Überhaupt, das Homeoffice. Es könnte der Grund sein dafür, dass das Geschäft mit Hunden boomt. „Für einen Labrador Retriever gibt es derzeit über 120 Nachfragen für einen Wurf, sonst sind es 20 bis 30“, sagt Udo Kopernik, Sprecher des Verbands für das Deutsche Hundewesen (VDH), in dem sich Rassehunde-Züchter zusammengeschlossen haben. Das macht sich bei den Preisen bemerkbar: Die seien von durchschnittlich 1500 auf 2500 Euro gestiegen. Gute Bedingungen für Hundeschmuggel seien das, glaubt Kopernik.

Blühender Welpenhandel

Das hat man auch im Berliner Tierheim beobachtet, nach Eigenauskunft das größte seiner Art in Europa. Auf 16 Hektar sind hier am nördlichen Stadtrand der Hauptstadt Katzen und Hunde, Kaninchen, Geckos, Schlangen und Schafe untergebracht – und derzeit auch ein Schwein. “Der Welpenhandel blüht“, hat Tierheim-Sprecherin Beate Kaminski beobachtet. Zumeist aus Osteuropa kämen die Hunde via Kleinanzeigen ins Land, oft zu jung, fitgespritzt und ungeimpft. „Wir befürchten, dass die Welle zurückschlägt.“ Dann nämlich, wenn Neu-Hundebesitzer feststellen, dass Bürojob und Haustier doch nicht zu vereinbaren sind. Oder wenn aus einem süßen Welpen wegen zu früher Trennung von Mutter und Geschwistern ein bissiger oder kläffender Teenager geworden ist.

Der größte Einfluss des Lockdowns sei der auf den Menschen, findet Nabu-Experte Lachmann. „Bei viele hat sich die Perspektive geändert“, sagt er. Der Nabu verzeichnete zweitweise drei Mal so viele Anfragen wie sonst. Die Beteiligung an Vogelzählungen stieg.

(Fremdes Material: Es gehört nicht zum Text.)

PR #2727, opened 2024-02-06
fix test_ref makelist

bpickrel:
One-line bug fix.  Adds a `target_link_libraries` statement to the CMakeLists file for the test_ref target.

Without this, trying to make `test_ref` without building any other targets leads to runtime error because a needed library `libmigraphx_ref.so` isn't created.  The problem can be worked around by making nearly any other Migraphx target program.


ahsan-ca (approved):
Thanks for fixing this.

umangyadav (approved):

PR #2728, opened 2024-02-07
Eliminate zero points for Q/DQLinearOps

umangyadav:
solves #2695


src/include/migraphx/simplify_qlinear_ops.hpp
```diff
@@ -0,0 +1,47 @@
...
+#include <string>
+#include <migraphx/config.hpp>
+
+namespace migraphx {
+inline namespace MIGRAPHX_INLINE_NS {
+
+struct module;
+
+/**
+Eliminates zero point if it's zero
```
shivadbhavsar, line 36: Does this need a whole new pass? Why not just add it to simplify_qdq?

umangyadav: It can be part of simplify_qdq. 

Initially plan was also to look for scales and if they are 1.0 then eliminating them. But i find it very unlikely case and won't be beneficial. Also we have `find_unit_ops` inside simplify_algebra that would take care of it.  There could be opportunities in future to do more processing in this pass.
Tests would require a lot of changes because simplify_qdq is used inside test/quantization.cpp also.

src/include/migraphx/op/quantizelinear.hpp
```diff
@@ -38,6 +38,7 @@ namespace op {
 struct quantizelinear
 {
     std::string name() const { return "quantizelinear"; }
+    std::optional<migraphx::shape> output_shape;
```
pfultz2, line 41: This should be `std::optional<migrapx::shape::type_t>`, we only need the output data type. We dont need to the dimensions or strides as we will get that from the inputs.

umangyadav: Done.

src/targets/gpu/mlir.cpp
```diff
@@ -459,9 +460,12 @@ struct mlir_program
     {
         std::vector<MlirNamedAttribute> attributes;
         attributes.reserve(v.size());
-        std::transform(v.begin(), v.end(), std::back_inserter(attributes), [&](const value& x) {
-            return name_attribute(x.get_key(), x.without_key());
-        });
+        migraphx::transform_if(
```
umangyadav, line 463: @krzysz00 FYI

krzysz00: Agreed

src/simplify_qlinear_ops.cpp
```diff
@@ -0,0 +1,78 @@
...
+namespace migraphx {
+inline namespace MIGRAPHX_INLINE_NS {
+
+auto get_qlinear_ops_names()
+{
+    static std::unordered_set<std::string> qdq_names = {"quantizelinear", "dequantizelinear"};
+    return qdq_names;
+}
+
+struct eliminate_zero_point
```
pfultz2, line 45: Can we move this to simplify_algebra?

umangyadav: Moved it. but kept tests separate.

src/include/migraphx/op/quantizelinear.hpp
```diff
@@ -58,6 +65,10 @@ struct quantizelinear
         {
             return {inputs[2].type(), inputs[0].lens(), inputs[0].strides()};
         }
+        if(out_type.has_value())
```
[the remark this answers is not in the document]
umangyadav: output type of quantizelinear is always type of zero point. therefore even if dev has set out_type it should match exactly as zero_point's type. I don't see need to first check for `out_type`.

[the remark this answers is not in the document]
shivadbhavsar: Its fine as it is for now. I guess the real issue is there is nothing preventing us from setting the `out_type` in a pass even if there is a non-zero zero point input. In that case out_type would have no meaning.

shivadbhavsar (approved):

src/include/migraphx/op/quantizelinear.hpp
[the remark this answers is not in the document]
umangyadav: > . In that case out_type would have no meaning. 
That is fine. In that case output type of quantizelinear would be output type of zero point. That's how it should be.

src/simplify_algebra.cpp
```diff
@@ -1255,6 +1255,37 @@ struct find_neg_unit_ops
...
+    {
+        static std::unordered_set<std::string> qdq_names = {"quantizelinear", "dequantizelinear"};
+        return qdq_names;
+    }
+    auto matcher() const
+    {
+        return match::name(get_qlinear_ops_names())(
+            match::arg(0)(match::any().bind("x")),
+            match::arg(1)(match::any().bind("scale")),
+            match::arg(2)(match::has_value(0.0f, 0, 0).bind("zp")));
```
CharlieL7, line 1270: minor: this bind looks unnecessary

test/op_shape_test.cpp
```diff
@@ -2525,6 +2525,15 @@ TEST_CASE(qlinear_fp16)
...
 
+TEST_CASE(qlinear_output_shape)
+{
+    migraphx::shape scales{migraphx::shape::half_type, {2, 4}};
+    migraphx::shape input{migraphx::shape::half_type, {2, 4}};
+    migraphx::shape result{migraphx::shape::int8_type, {2, 4}};
+    expect_shape(
+        result, migraphx::make_op("quantizelinear", {{"out_type", result.type()}}), input, scales);
+}
+
```
CharlieL7, line 2536: minor: could add a test that sets the `out_type` attribute.

CharlieL7 (approved):

test/op_shape_test.cpp
umangyadav: Done.

PR #2730, opened 2024-02-07
PackInt4 Operator

umangyadav:
Packs Int8 instruction into 2xint4 along specified axis. 

Example Ref implementation: 
NCHW weights: 
Lens = {1, 3, 16, 16}, Strides {768, 256, 16, 1}, Data Type = Int8
Would be encoded as following shape: 
Lens = {1, 3, 16, 8}, Strides {384, 128, 8, 1} Data Type = Int8
Two consecutive Int8 values would get packed into one int8 value: 
```
x[i] = 0x0F & Input[j]
x[i] = (input[j]+1)) << 4) | x[i] 
```


src/include/migraphx/op/pack_int4.hpp
```diff
@@ -0,0 +1,104 @@
...
+    {
+        argument result{output_shape};
+        auto in_shape = args.front().get_shape();
+        visit_all(result, args[0])([&](auto output, auto input) {
+            par_for(output_shape.elements(), [&](auto i) {
+                auto data_idx          = output_shape.multi(i);
+                auto in_data_multi_idx = data_idx;
+                in_data_multi_idx[axis] *= 2;
+                // mask first 4 bits, keep it little endian.
+                output[i] = 0x0F & static_cast<int8_t>(input[in_shape.index(in_data_multi_idx)]);
```
pfultz2, line 90: `input[in_shape.index(...)]` is wrong. `.index` computes the offset and then you pass it to `input[]` which takes the position(not the offset). You can do `input(in_data_multi_idx.begin(), in_data_multi_idx].end())` to read the value which is a little ugly. Although, I think it would be better to add a `operator[]` overload to `tensor_view` take a range:

```cpp
    template <class Range, MIGRAPHX_REQUIRES(not std::is_integral<Range>{})>
    T& operator[](const Range& r)
    {
        return (*this)(r.begin(), r.end());
    }
```

src/include/migraphx/op/pack_int4.hpp
```diff
@@ -0,0 +1,104 @@
...
+        }
+        auto strides  = in_shape.strides();
+        auto lens     = in_shape.lens();
+        auto new_lens = lens;
+        if(lens[axis] % 2 != 0)
+        {
+            MIGRAPHX_THROW("PACK_INT4: Can not pack axis that has odd lengths");
+        }
+        new_lens[axis] /= 2;
+        return {migraphx::shape::int8_type, new_lens};
```
pfultz2, line 77: The output shape should probably be uint8 since bit fiddling with signed integers is borderline UB.

src/include/migraphx/op/pack_int4.hpp
```diff
@@ -0,0 +1,104 @@
...
+    }
+
+    argument compute(const shape& output_shape, std::vector<argument> args) const
+    {
+        argument result{output_shape};
+        auto in_shape = args.front().get_shape();
+        visit_all(result, args[0])([&](auto output, auto input) {
```
pfultz2, line 84: I wouldnt put them in the same visit as the `input` and `output` could be different types. You dont really need to visits since the `output` will always have the same type so you could do `auto output = result.get<uint8>()`.

src/include/migraphx/op/pack_int4.hpp
```diff
@@ -0,0 +1,104 @@
...
+            par_for(output_shape.elements(), [&](auto i) {
+                auto data_idx          = output_shape.multi(i);
+                auto in_data_multi_idx = data_idx;
+                in_data_multi_idx[axis] *= 2;
+                // mask first 4 bits, keep it little endian.
+                output[i] = 0x0F & static_cast<int8_t>(input[in_shape.index(in_data_multi_idx)]);
+                in_data_multi_idx[axis] += 1;
+                // static_cast to avoid ambiguous call during visit_all
```
pfultz2, line 92: I would use `if constexpr(size(T) == 1)`  to avoid compiling for invalid data types.

src/include/migraphx/op/pack_int4.hpp
```diff
@@ -0,0 +1,104 @@
...
+    {
+        return pack(f(self.axis, "axis"));
+    }
+
+    migraphx::shape normalize_compute_shape(std::vector<migraphx::shape> inputs) const
+    {
+        // remove standard requirement later.
+        check_shapes{inputs, *this}.same_dims().has(1).standard();
+        auto in_shape = inputs.front();
+        if(in_shape.type() != migraphx::shape::int8_type)
```
pfultz2, line 65: You should probably start with unsigned since thats easier.

src/include/migraphx/op/pack_int4.hpp
pfultz2: I dont think this will work for negative integers. You need to encode the two's complement for signed integers:

```cpp
auto input1 = input[in_data_multi_idx];
auto raw_input1 = bit_cast<uint8>(abs(input1));
if (input1 < 0) raw_input1 = ~raw_input1;
output[i] = 0x0F & raw_input1;
```

src/include/migraphx/op/pack_int4.hpp
krzysz00: Yeah, I think I can agree with that.
If we end up seeing these in MLIR modules it'll require some fiddling (MLIR technically has unsigned types, but they're a "we put this here back when you couldn't do custom types well for the the convenience of translating out of C/C++, they're barely integrated into the standard library at best")

src/include/migraphx/op/pack_int4.hpp
umangyadav: > I dont think this will work for negative integers. 

I'd be assuming Uint8 as the input type for the pack_int4. So i don't need to worry about negative numbers.

src/include/migraphx/op/pack_int4.hpp
umangyadav: how do i get that `T` ? i can get type of `input` or `output` tensorview. but it can't be used inside `constexpr`.

umangyadav:
``` 
  using type = typename decltype(input)::value_type;
            if constexpr(std::is_same<type, uint8_t>{})
```
Need to do this otherwife FP8 is also byte size one.

src/include/migraphx/op/pack_int4.hpp
pfultz2: But you are only accepting `int8_type`, this should be changed to only accept `uint8_type`.

umangyadav: Pushed changes to use uint8_type

src/include/migraphx/op/pack_int4.hpp
```diff
@@ -0,0 +1,107 @@
...
+            if constexpr(std::is_same<type, uint8_t>{})
+            {
+                auto output = result.get<uint8_t>();
+                par_for(output_shape.elements(), [&](auto i) {
+                    auto data_idx          = output_shape.multi(i);
+                    auto in_data_multi_idx = data_idx;
+                    in_data_multi_idx[axis] *= 2;
+                    auto input_val = input[in_data_multi_idx];
+                    // mask first 4 bits, keep it little endian.
+                    output[i] = static_cast<uint8_t>(0x0F) & input_val;
```
pfultz2, line 93: I think you can write it as `0x0Fu` or `uint8_t(0x0F)`.

src/include/migraphx/op/pack_int4.hpp
```diff
@@ -0,0 +1,107 @@
...
+                    in_data_multi_idx[axis] += 1;
+                    input_val = input[in_data_multi_idx];
+                    output[i] = (input_val << 4) | (output[i]); // NOLINT
+                });
+            }
```
pfultz2, line 98: There should be an else that throws an errror.

src/include/migraphx/op/pack_int4.hpp
```diff
@@ -0,0 +1,107 @@
...
+                par_for(output_shape.elements(), [&](auto i) {
+                    auto data_idx          = output_shape.multi(i);
+                    auto in_data_multi_idx = data_idx;
+                    in_data_multi_idx[axis] *= 2;
+                    auto input_val = input[in_data_multi_idx];
+                    // mask first 4 bits, keep it little endian.
+                    output[i] = static_cast<uint8_t>(0x0F) & input_val;
+                    in_data_multi_idx[axis] += 1;
+                    input_val = input[in_data_multi_idx];
+                    output[i] = (input_val << 4) | (output[i]); // NOLINT
```
pfultz2, line 96: Why is `NOLINT` added here?

src/include/migraphx/tensor_view.hpp
```diff
@@ -119,6 +119,18 @@ struct tensor_view
         return m_data[m_shape.index(i)];
     }
 
+    template <class Range>
```
pfultz2, line 122: This should be `template <class Range, MIGRAPHX_REQUIRES(not std::is_integer<Range>{})>` so other integer indices types(besides `std::size_t`) wont use this overload.

src/include/migraphx/op/pack_int4.hpp
```diff
@@ -0,0 +1,107 @@
...
+        }
+        new_lens[axis] /= 2;
+        return {migraphx::shape::uint8_type, new_lens};
+    }
+
+    argument compute(const shape& output_shape, std::vector<argument> args) const
+    {
+        argument result{output_shape};
+        auto in_shape = args.front().get_shape();
+        args[0].visit([&](auto input) {
```
pfultz2, line 82: I dont think you need a visit for the input since it should always be `uint8`. You can do `auto input = args[0].get<uint8_t>()` instead.

src/include/migraphx/op/pack_int4.hpp
umangyadav: tidy for somereason complains binary_op being used with signed operands (even if i statically cast 4 and input_val them to unsigned, output_val is declared as unsigned).

src/include/migraphx/tensor_view.hpp
umangyadav: I have `decltype()` which would fail if it is integer.

src/include/migraphx/op/pack_int4.hpp
umangyadav: 57017 warnings generated.
/home/umayadav/repo/AMDMIGraphX/src/include/migraphx/op/pack_int4.hpp:93:25: error: use of a signed integer operand with a binary bitwise operator [hicpp-signed-bitwise,-warnings-as-errors]
            output[i] = (uint8_t(input_val) << uint8_t(4)) | output[i];
                        ^~~~~~~~~~~~~~~~~~~~~~~~~~~~~~~~~~ ~

CMake Error at tidy-target-migraphx-_home_umayadav_repo_AMDMIGraphX_build_57_src_ops_migraphx_op_pack_int4_hpp_cpp.cmake:82 (message):
  Clang tidy failed.

src/include/migraphx/op/pack_int4.hpp
umangyadav: Done.

src/include/migraphx/op/pack_int4.hpp
umangyadav: Done.

shivadbhavsar (approved):

src/include/migraphx/op/pack_int4.hpp
```diff
@@ -0,0 +1,102 @@
...
+        par_for(output_shape.elements(), [&](auto i) {
+            auto data_idx          = output_shape.multi(i);
+            auto in_data_multi_idx = data_idx;
+            in_data_multi_idx[axis] *= 2;
+            auto input_val = input[in_data_multi_idx];
+            // mask first 4 bits, keep it little endian.
+            output[i] = uint8_t(0x0F) & input_val;
+            in_data_multi_idx[axis] += 1;
+            input_val = input[in_data_multi_idx];
+            output[i] = (input_val << 4u) | output[i]; // NOLINT
```
pfultz2, line 93: I dont think the `NOLINT` is needed here, this should all be unsigned.

umangyadav: tidy is complaining even though all are unsigned.

pfultz2: Can you change at least to `NOLINT(...)` with the name of the check that is complaining: 

https://clang.llvm.org/extra/clang-tidy/#suppressing-undesired-diagnostics

umangyadav: Done

umangyadav: I still see tidy warning despite having // NOLINT(hipcc-signed-bitwise)

```
/home/umayadav/repo/AMDMIGraphX/src/include/migraphx/op/pack_int4.hpp:93:25: error: use of a signed integer operand with a binary bitwise operator [hicpp-signed-bitwise,-warnings-as-errors]
            output[i] = (input_val << 4u) | output[i]; // NOLINT(hipcc-signed-bitwise)
                        ^~~~~~~~~~~~~~~~~ ~

CMake Error at tidy-target-migraphx-_home_umayadav_repo_AMDMIGraphX_build_src_ops_migraphx_op_pack_int4_hpp_cpp.cmake:83 (message):
  Clang tidy failed.

```

pfultz2 (approved):

pfultz2 (approved):

PR #2731, opened 2024-02-07
Add dim_param parsing to onnx_parser and driver

turneram:


pfultz2:
I think this looks good. In the future we could extend to handle cases like `x + 1` and such.

src/include/migraphx/onnx.hpp
```diff
@@ -41,6 +41,8 @@ struct onnx_options
     shape::dynamic_dimension default_dyn_dim_value = {1, 1};
     /// Explicitly specify the dims of an input
     std::unordered_map<std::string, std::vector<std::size_t>> map_input_dims = {};
+    /// Explicitly specify a symbolic named parameter dimension
+    std::unordered_map<std::string, shape::dynamic_dimension> map_dim_params = {};
```
pfultz2, line 45: I would just call this `dim_params`.

pfultz2 (approved):

PR #2733, opened 2024-02-08
fixed msgpack_binary2 large buffer test

aljanjic-amd:
Test msgpack fails on Windows in both Release and Debug version in test_msgpack_binary2 Test case. In this Test case are compared two different functions to_msgpack(bin) and msgpack_buffer(bin) where is expected that these two functions have the same behavior. The reason why the test is failing is because the size of bin is 4Gb and the mgspack_buffer(bin) function cuts the length to 2Gb on the line std::string str = buffer.str(); in the definition of the function where the type of variable buffer is std::stringstream. The upper limit of the size of std::string on Windows is 2Gb, so practically for every size greater than 2Gb, line of code std::string str = buffer.str();  won’t work properly. In Linux CI large buffer tests are disabled, therefore, this test is also disabled on Windows. @apwojcik @pfultz2


apwojcik:
We will turn off large buffer tests for now when testing MIGraphX on Windows; later, we will implement verifying data with chunks written to the file, as we talked about in the meeting.

PR #2740, opened 2024-02-08
Create CODEOWNERS file

dgaliffiAMD:
Define global CODEOWNERS: @causten @TedThemistokleous @pfultz2 @umangyadav.

### DIFF
--- a/.github/CODEOWNERS
+++ b/.github/CODEOWNERS
@@ -1,1 +1,1 @@
-* @causten @TedThemistokleous @pfultz2 @umangyadav
+* @causten


causten (changes requested):
Since these code owner names will be applied to any PR I don't want it to globally add 4 reviewers per PR.  I'd like to get a little more accurate.  The team can chime in about which directory folders/files they would like to be automatic reviewers on.

dgaliffiAMD:
> Since these code owner names will be applied to any PR I don't want it to globally add 4 reviewers per PR. I'd like to get a little more accurate. The team can chime in about which directory folders/files they would like to be automatic reviewers on.

No problem. I'll gladly update this PR once that assignment is available.

causten (approved):

PR #2741, opened 2024-02-08
Show mlir program when tracing benchmarking

pfultz2:
This will show the mlir program when using `MIGRAPHX_TRACE_BENCHMARKING=3`.


src/targets/gpu/mlir.cpp
```diff
@@ -960,6 +952,24 @@ void adjust_param_shapes(module& m, const std::vector<shape>& inputs)
...
 }
 
+std::string dump_mlir(const module& m, const std::vector<shape>& inputs)
+{
+    module mm;
+    const_module_ref mr = &m;
+    if(not inputs.empty())
+    {
+        mm = m;
+        mr = &mm;
```
umangyadav, line 962: Why does it require const_ref ? Shouldn't just copied module `mm` work ?

pfultz2: I only want to copy the module if there is no input shapes because we wont be adjusting the parameters.

umangyadav: Module with empty input shape is unlikely case it would have been const-folded.

umangyadav: I think it is better to assume inputs are not empty. it would be simpler

pfultz2: There is two overloads to `dump_mlir`. One just takes the module(which we dont want to copy) and the other overload takes the input shapes, which might be different than the shapes in the module so we need to modify the module which we will use a copy for this case.

src/targets/gpu/compile_ops.cpp
```diff
@@ -179,6 +185,8 @@ struct compile_plan
                                    std::cout << "No binary" << std::endl;
                                return std::numeric_limits<double>::max();
                            }
+                           if(trace_level > 2)
```
umangyadav, line 188: add this option to documents

src/targets/gpu/mlir.cpp
umangyadav: > and the other overload takes the input shapes, which might be different than the shapes in the module so we need to modify the module which we will use a copy for this case. 

Yes but those input shapes parameter would be input arguments to the precompile_op instruction. If they are empty that means MLIR module also doesn't take any inputs.

pfultz2: When the inputs are empty it means skip doing param adjustments.

src/targets/gpu/compile_ops.cpp
```diff
@@ -153,22 +159,33 @@ struct compile_plan
...
+    {
+        if(config)
+            return to_string(config->problem);
+        return "<no problem key>";
+    }
+
     const compiled_result& benchmark() const
     {
         const auto trace_level = value_of(MIGRAPHX_TRACE_BENCHMARKING{});
+        if(trace_level > 0 and not results.empty())
```
bpickrel, line 172: Suggest you consolidate some of these checks with `if ... or ...`

bpickrel (approved):

PR #3539, opened 2024-10-18
Fix GroupQueryAttention Max Sequence Length Propagation

turneram:
Previous version resulted in crashes when using max seqlen < 4096. 
Modified one test to use max seqlen of 2048 to verify.

### DIFF
--- a/src/targets/gpu/include/migraphx/gpu/group_query_attention.hpp
+++ b/src/targets/gpu/include/migraphx/gpu/group_query_attention.hpp
@@ -90,7 +90,7 @@ static inline gqa_parameters init_params(const std::vector<shape>& inputs, const
     auto local_window_size  = v.at("local_window_size").to<std::uint32_t>();
     auto rotary_interleaved = v.at("rotary_interleaved").to<bool>();
     auto scale              = v.at("scale").to<float>();
-    auto present_kv_seqlen  = v.at("present_kv_seqlen").to<std::size_t>();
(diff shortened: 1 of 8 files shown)


TedThemistokleous (approved):

src/targets/gpu/include/migraphx/gpu/group_query_attention.hpp
```diff
@@ -90,7 +90,7 @@ static inline gqa_parameters init_params(const std::vector<shape>& inputs, const
     auto local_window_size  = v.at("local_window_size").to<std::uint32_t>();
     auto rotary_interleaved = v.at("rotary_interleaved").to<bool>();
     auto scale              = v.at("scale").to<float>();
-    auto present_kv_seqlen  = v.at("present_kv_seqlen").to<std::size_t>();
+    auto present_kv_seqlen  = inputs[1].lens().size() == 4 ? inputs[1].lens()[2] : 0;
```
pfultz2, line 93: Why does it get set to 0 for non-4d tensors?

turneram: `qga_rotary_embedding` doesn't take either of the kv-cache tensors as inputs and doesn't use the `present_kv_seqlen` parameter. Since its `inputs[1]` is 2d and the value of `present_kv_seqlen` doesn't matter, I just set it to zero and avoid trying to read `lens()[2]`.

pfultz2 (approved):

PR #3541, opened 2024-10-18
Enable non-packed inputs for mlir

pfultz2:


src/targets/gpu/fuse_mlir.cpp
```diff
@@ -152,14 +152,40 @@ struct mlir_op
...
+                                     assert(y != 0);
+                                     if((x % y) != 0)
+                                         return 0;
+                                     return x / y;
+                                 });
+        return std::equal(stride_ratios.begin() + 1,
+                          stride_ratios.end(),
+                          ns.lens().begin() + 1,
+                          [](auto ratio, auto len) { return ratio >= len; });
+    }
```
pfultz2, line 178: @krzysz00 This is checking if the shapes can be used by mlir(ie can be constructed from slice/reshape/transpose/broadcast). I know there are similar checks in mlir. Are you able to check that this is checking the shapes correctly?

krzysz00: https://github.com/ROCm/rocMLIR/blob/develop/mlir/lib/Dialect/MIGraphX/IR/MIGraphX.cpp#L182 is our logic.

This code _feels_ similar, though I'd need to run through some examples with broadcast dimensions

krzysz00 (commented):
Assuming this doesn't read to non-packed outputs, seems fine to me

shivadbhavsar (approved):

src/targets/gpu/fuse_mlir.cpp
```diff
@@ -152,14 +152,40 @@ struct mlir_op
...
+    static bool is_mlir_compatible(const shape& s)
+    {
+        if(s.standard() or s.packed() or s.scalar() or s.ndim() == 1)
+            return true;
+        auto ns = reorder_shape(s, find_permutation(s));
+        std::vector<std::size_t> stride_ratios;
+        auto last = std::find(ns.strides().begin(), ns.strides().end(), 0);
+        if(*std::prev(last) != 1)
+            return false;
+        std::adjacent_difference(ns.strides().begin(),
```
TedThemistokleous, line 165: Do we want to possible add a parallel execution policy here or are we not concerned about this difference being to large? Looks like adjacent difference has the ability to be parallelized.

TedThemistokleous (approved):
Looks good unless @krzysz00  has any concerns

CI is all green not sure why github isn't reporting that correctly in jenkins here.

Auch Biologe Wikelski aus Konstanz bilanziert, mit das Wichtigste sei, dass die Menschen etwas gelernt hätten: “Wir sehen, dass es kein Weltuntergang ist, wenn man mal eine Woche einen Strand sperrt, wenn die Schildkröten in dieser Woche ihre Eier legen oder Seevögel dort Rast machen.“ Die ersten Ergebnisse der Covid-19 Biologging-Initiative, so hofft WIkelski, könnten in drei Monaten vorliegen.